* _Action item_
Everything from the line containing "- without CONDSTORE, new" through the line containing "server has it" in the listing below should be copied exactly, and nothing more.

(Beginning of Data for this task)

PR #350, opened 2026-09-07
feat(worker): sync every kind of IMAP mailbox

### LINKED ISSUE #345: IMAP: a server that drops the socket without a FIN hangs the sync pass forever, and a down server writes a warning every minute
## Problem

Follow-up to #342, which re-dials once go-imap has parked a dropped session in the Logout state. Two gaps remain in the same loop.

**Half-dead connections.** go-imap only moves to Logout when the read side sees EOF. When a NAT or firewall drops the TCP session without a FIN, the state stays authenticated and the next command blocks forever: go-imap v2 has no per-command timeout and `internal/client/smtpimap/imap` sets no deadline on the connection. The mailbox is the same zombie #342 set out to kill, it just needs a middlebox instead of a clean close to get there.

**Warning per pass.** With #342, a transport error returns `ErrMailServerUnreachable`, which `CaptureError` relays as `EMAIL_SERVER_ERROR`. The consumer writes an `email_account_errors` row and publishes a user-visible warning for each one. `nextSyncDelay` in `internal/app/worker/wmail/start_sync.go` only backs off for a provider 429, so a mail server that is down for a day produces about 1,440 rows and 1,440 dashboard warnings for that mailbox.

## Fix

- Put an idle deadline on the IMAP connection while a command is in flight (no bytes for a bounded time means the connection is dead), so a hung command fails, go-imap closes the session and the next pass re-dials through `ensureConnected`.
- Back off after consecutive transport failures: fast retry after a single drop, growing to the existing five-minute ceiling while the server stays down, and reset on the first clean pass.

### LINKED ISSUE #346: IMAP: servers without CONDSTORE cannot be connected at all (Outlook.com, Microsoft 365 over IMAP, Yahoo, many hosted servers)
## Problem

`Connect` in `internal/client/smtpimap/imap/client.go` refuses any server that does not advertise CONDSTORE with the critical `ErrMailCondStoreNotSupported`, and the whole incremental sync in `internal/app/worker/wmail/sync_imap.go` is keyed on `HIGHESTMODSEQ`.

Outlook.com and Microsoft 365 over IMAP do not advertise CONDSTORE. Yahoo does not either (it has a proprietary `XYMHIGHESTMODSEQ`). Plenty of hosted cPanel and older Exchange servers do not. Today those mailboxes fail at load with a critical error and never sync, even though the connect dialog accepted the credentials.

## Fix

Keep CONDSTORE as the preferred path and add an RFC 3501 baseline for everything else, chosen per connection from the capabilities:

- track `UIDNEXT` per folder next to `HIGHESTMODSEQ` (new column on `unibox_mailboxes`, new field on `models.Mailbox`), request it in the folder listing and hand it back on load like the mod-sequence
- without CONDSTORE, new mail in a folder is `UID SEARCH UID <saved uidnext>:*` and the cursor advances the same way the mod-sequence does (held while a message is deferred)
- read state and flags are mirrored by a bounded periodic flags scan over the newest window of each folder, diffed against the previous scan, with only the changed UIDs fetched
- `SELECT` only asks for CONDSTORE when the server has it

The backfill already uses `SEARCH SINCE` and needs no change. The fake server tests in `sync_imap_test.go` should cover both paths, and the client should get tests against go-imap's in-process `imapmemserver`, which has no CONDSTORE and so is exactly the server this is for.

### LINKED ISSUE #347: IMAP: a server without LIST-STATUS looks like an empty account with no error
## Problem

`Folders` in `internal/client/smtpimap/imap/client.go` asks `LIST` to return `STATUS` (RFC 5819 LIST-STATUS) and skips any folder whose status came back nil. On a server without the extension every folder is skipped, the sync pass sees zero folders, retires every saved cursor through the deletion sweep, and reports a clean pass. Nothing is logged and nothing is stored, ever.

## Fix

When the server does not advertise LIST-STATUS, run a plain `LIST`, then one `STATUS` per selectable folder for `UIDVALIDITY`, `HIGHESTMODSEQ` (when CONDSTORE is present) and `UIDNEXT`. Keep the single round trip when the extension is there. A folder whose STATUS fails should be skipped with a log line, not silently.

### LINKED ISSUE #348: IMAP: the 30-folder cap fails the whole mailbox silently, and #342 makes it count nested folders
## Problem

`config.MaxEmailFolders` is 30. When a listing exceeds it, `Folders` returns `ErrMailFoldersMax` and the pass ends. That error code is not in `mailErrorToJobEventType`, so it is never relayed: no `email_account_errors` row, no dashboard warning, only a worker log line. The mailbox looks connected and never syncs.

#342 switched the listing to `LIST "" "*"` (needed so Gmail's `[Gmail]/Sent Mail` and Dovecot's `INBOX.*` are reached), which means nested folders now count. On Gmail the seven `[Gmail]/` folders count too, so a Workspace account with around 22 labels hits the cap. A long-lived personal mailbox on any server hits it easily.

## Fix

- count only selectable, non-virtual folders
- raise the cap (the instance limits page under Instance settings shows the value and needs nothing else)
- when the listing still exceeds it, keep INBOX and the special-use folders first, take the first N of the rest, and sync those rather than failing the mailbox
- relay the overflow once per worker session as a warning so the user sees which folders are not followed

### LINKED ISSUE #349: IMAP: folders on servers without SPECIAL-USE, or with localized names, all file as inbox
## Problem

`imapCanonicalFolder` in `internal/app/worker/wmail/sync_imap.go` trusts RFC 6154 special-use attributes and falls back to a short list of English leaf names. Older Exchange, cPanel and many hosted Dovecots attach no attributes, and their Sent, Drafts, Junk and Trash folders are localized ("Enviados", "Gesendet", "Éléments envoyés", "Elküldött elemek"). Everything unrecognised files as inbox, so the unibox shows the customer's sent and junk mail in the inbox scope and `AppendToSent` finds no Sent folder to file copies in.

The leaf is also computed by guessing between `/` and `.` as the delimiter, while `LIST` reports the real one per folder.

## Fix

- one shared table of folder names, in the common languages Warmbly customers use, feeding `imapCanonicalFolder`, `sentMailbox` and the spam guard in `warmup_actions.go`
- carry the delimiter `LIST` reports on each folder and split the leaf on it, keeping the `/` and `.` guess only for saved rows that predate the field
- tests for each language and for prefixed names (`INBOX.Sent`, `INBOX/Gesendet`)

meszmate:
Closes #345, closes #346, closes #347, closes #348, closes #349.

Follow-up to #342, which fixed the dropped-session zombie and Gmail's nested folders. That left the IMAP client working well on Gmail and silently broken, or refusing to connect at all, on several other providers. This makes a plain RFC 3501 server a first-class mailbox.

## What was broken

**Servers without CONDSTORE could not be connected at all** (#346). `Connect` refused them with a critical error and the whole incremental sync was keyed on `HIGHESTMODSEQ`. Outlook.com, Microsoft 365 over IMAP and Yahoo do not advertise it, nor do many hosted cPanel and older Exchange servers. The connect dialog accepted the credentials and the mailbox then failed at load.

**Servers without LIST-STATUS looked like empty accounts** (#347). Every folder whose status came back nil was skipped, so the pass saw zero folders, retired every saved cursor through the deletion sweep, and reported success. Nothing logged, nothing stored, forever.

**A peer that vanished without a FIN parked a command forever** (#345). go-imap bounds a response it has started reading, but clears the deadline between responses, which is exactly where the reader waits for the answer to the command just sent. A NAT or firewall dropping the mapping left the mailbox a zombie until the worker restarted, the same failure #342 fixed for cleanly-closed sessions.

**The folder cap failed the whole mailbox silently** (#348). Thirty folders, and `MAX_FOLDERS_REACHED` was not in the event-type map, so it was never relayed: no error row, no warning, one worker log line. #342 made the listing recursive, so nested folders now count and a Workspace account with ~22 labels hit it.

**Folders on servers without SPECIAL-USE all filed as inbox** (#349). The name fallback knew English only, so a mailbox whose Sent folder is "Gesendete Elemente" showed its sent mail in the inbox scope and got no sent copies filed.

## What this does

- **UIDNEXT as a second cursor.** `unibox_mailboxes` gains `uid_next` (migration 000131) and `models.Mailbox` a matching field. With CONDSTORE nothing changes. Without it, new mail is `UID SEARCH <cursor>:*`, filtered because IMAP answers `n:*` past the end with the last message, and the cursor is held on a deferred batch exactly as the mod-sequence is.
- **A periodic flag scan** mirrors read state where the server cannot report changes: one FETCH of the newest window per folder every ten minutes, diffed against the previous scan, relaying only what moved. The first scan baselines rather than relaying the window. New mail does not wait for it.
- **STATUS per folder** when LIST-STATUS is missing, with a folder the server refuses skipped and logged rather than taking the account with it.
- **An idle deadline** on the transport, filling in the stretch go-imap leaves uncovered. It never shortens a deadline go-imap set, so a slow body fetch that is making progress is not cut.
- **The cap is now 100**, counts only selectable non-virtual folders, keeps INBOX and the special folders first, and relays the overflow once per worker session as a warning.
- **Localized folder names** in a dozen languages for sent, drafts, spam, trash and archive, shared by the sync loop, the Sent resolver and the warmup spam guard. The guard was also tightened from substring to exact leaf match, so a user folder called "Spam reports" is no longer a MOVE target.
- **Transport back-off**: a widening retry to the existing five-minute ceiling while the server is down, and one warning per outage instead of one per pass.

## Verification

- `make lint` (golangci-lint plus `make check-migrations`) and `go test ./internal/...` pass; `pnpm types:check` and `pnpm lint` pass in `docs/`.
- New tests run against go-imap's in-process server configured with **no CONDSTORE and no LIST-STATUS**, which is the exact shape this package used to refuse: connect, nested listing, per-folder STATUS, the UIDNEXT search including the past-the-end case, the flag scan carrying Message-IDs, and the re-dial after a dropped socket.
- The transport wrapper has its own tests for all three behaviors: it bounds the cleared stretch, releases between commands so an idle session is not cut, and does not shorten a deadline go-imap set.
- Worker-side tests cover the UIDNEXT path, the held cursor on a deferred batch, a quiet folder costing nothing, the flag scan baselining then relaying, the scan staying periodic and skipped under CONDSTORE, and the overflow warning being sent once over three passes.

Writing that last test is what caught the folder-limit code missing from `mailErrorToJobEventType`, so the new warning would have gone nowhere.

## Not covered

Plaintext IMAP is still refused. Proton Bridge listens without TLS on localhost, so it needs an explicit opt-in rather than a silent fallback; that is worth its own issue and its own decision.

## Summary by CodeRabbit

- **New Features**
  - Improved IMAP synchronization for servers without CONDSTORE, including incremental message discovery and periodic flag updates.
  - Added support for nested folders, localized folder names, Gmail labels, and additional IMAP providers.
  - Increased the synchronized folder limit from 30 to 100, prioritizing important folders.

- **Bug Fixes**
  - Improved recovery during mail-server outages and clearer folder-limit warnings.
  - Improved handling of duplicate folder identifiers and localized system folders.

- **Documentation**
  - Added troubleshooting guidance for skipped IMAP folders and synchronization behavior.


meszmate:
Thanks, all three were real. Fixed in the latest commit.

**NIL delimiter.** Correct, and it was inconsistent: `Folders` guarded `f.Delim != 0` but `sentMailbox` did not, so a server reporting no hierarchy got `"\x00"` as its separator, `leafWithDelim` matched nothing, and `INBOX.Sent` stopped resolving as Sent. There is now one `delimString` helper both call, with a test for the NIL case.

**Deadline race.** Also real. The sync loop holds only the lifecycle read lock, so a fetch and a warmup STORE do overlap on one session, and the atomic counter left a window where the last release cleared the deadline just after another command armed it. The counter and every deadline call now sit under one mutex, including the write side. `TestIdleConnStaysArmedWhileAnyCommandIsInFlight` runs fifty commands starting and finishing under a long-running one and then checks the outer command is still bounded; the package passes under `-race`.

**Delimiter in classification.** Fixed by threading it rather than by adding a parameter: `CanonicalFolder`, `BackfillEligible` and `IsVirtualFolder` now take the `models.Mailbox`, which already carries `Delim` from the listing, so the worker wrappers pass it for free. `TestCanonicalFolderUsesTheServerDelimiter` covers `|` and `\` as you suggested, plus the no-delimiter fallback and a folder whose name legitimately contains a dot on a `/` server.

`IsVirtualFolder` deliberately still hard-codes `/` for its Gmail namespace check, since that is Gmail's delimiter specifically, not the connected server's.

meszmate:
Good catch on the inconsistency, though I have kept the sorting and fixed the test instead.

The ranking is deliberate on every listing, not only when something is cut. The sync pass walks folders in the order `Folders` returns and can run out of sync budget partway through, so walking the inbox and the special folders first means a reply to the customer's own outreach lands before a mailing list in a user folder does, whatever order the server happened to list them in. Returning the server's order early would give that up for every mailbox under the cap, which is almost all of them.

What was actually wrong is what you spotted underneath it: `TestRankFoldersKeepsEverythingUnderTheCap` carried a comment saying the cap "must not reorder a listing that fits" while asserting nothing about order, so it documented the opposite of the behaviour. The test now asserts the ranked order explicitly, and `rankFolders` says why the ranking is unconditional.

meszmate:
Fixed: the UIDVALIDITY conflict now has its own `FOLDER_ID_CONFLICT` code, its own entry in the worker's event mapping, and its own title and guidance pointing at renaming the folder rather than deleting folders to get under a cap. The shared code meant the drawer told a user to delete folders for a problem where neither the cap nor deleting anything was involved.

Added `TestFolderProblemsReachTheUserWithTheirOwnCodes`, which checks both reasons arrive as distinct codes and as warnings rather than anything that would deactivate the mailbox. That is the same class of gap as the earlier one where the folder-limit code was missing from the mapping entirely and the warning went nowhere.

(End of Data for this task)

* _Result for this exercise_
- without CONDSTORE, new mail in a folder is `UID SEARCH UID <saved uidnext>:*` and the cursor advances the same way the mod-sequence does (held while a message is deferred)
- read state and flags are mirrored by a bounded periodic flags scan over the newest window of each folder, diffed against the previous scan, with only the changed UIDs fetched
- `SELECT` only asks for CONDSTORE when the server has it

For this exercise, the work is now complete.